The following proof is based around the independent result of Foias et al. (1981) on the bounded hierarchy of time averages

$$\begin{aligned} \left<H_{n,1}^{\frac{1}{2n-1}}\right>_{T} \le c_{n}L^{-1}\nu ^{\frac{2}{2n-1}}Re^{3} + O\left( T^{-1}\right) . \end{aligned}$$

(28)

\(H_{n,1}\) is defined by (8) with \(m=1\). Given the nature of the \(H_{n,m}\) defined in (8) we are dealing with \(W^{n,2m}\)-spaces with initial data \({\varvec{u}}_{0} \in \dot{W}^{n,2m}\). The aim is to show that \({\varvec{u}}\in L^{\alpha _{n,m}}\left( [0,\,T],;~\dot{W}^{n,2m}(\mathbb {R}^{3})\right) \) for \(n\ge 1\) with \(1 \le m \le \infty \) and for \(n=0\) with \(3 < m \le \infty \).

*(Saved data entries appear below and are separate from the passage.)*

PR #1392, opened 2025-07-28
Remove sleeps from bart robot tests

### LINKED ISSUE #943: Fix flakey bart robot unit test

olliesilvester:
Fixes #943 (hopefully)

These tests relied on sleeps to order when to set signals. I've changed it so that the signals are set based on specific logging messages. Not sure if it's the _best_ fix but it should work for now

1. Confirm tests are still sensible
2. Confirm flakiness is resolved

### Checks for reviewer

### DIFF
--- a/tests/devices/unit_tests/test_bart_robot.py
+++ b/tests/devices/unit_tests/test_bart_robot.py
@@ -1,5 +1,6 @@
 import traceback
-from asyncio import create_task, sleep
+from asyncio import create_task
+from functools import partial
 from unittest.mock import ANY, AsyncMock, MagicMock, call, patch
 
 import pytest
@@ -16,8 +17,8 @@ from dodal.devices.robot import BartRobot, PinMounted, RobotLoadFailed, SampleLo
 
 async def _get_bart_robot() -> BartRobot:
     device = BartRobot("robot", "-MO-ROBOT-01:")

1.1 The Case \(n\ge 1\) and \(1\le m \le \infty \)

In terms of time averages we wish to estimate \(\left<\Vert \nabla ^{n}{\varvec{u}}\Vert _{L^{2m}}^{\alpha _{n,m}}\right>_{T}\) when \(n\ge 1\). We first use the Gagliardo–Nirenberg inequality (with \(\mathcal {A}\equiv \nabla {\varvec{u}}\)) to interpolate between \(\Vert \nabla ^{n-1}\mathcal {A}\Vert _{L^{2m}}\) and \(\Vert \nabla ^{N}\mathcal {A}\Vert _{L^{2}}\) (Adams 1975)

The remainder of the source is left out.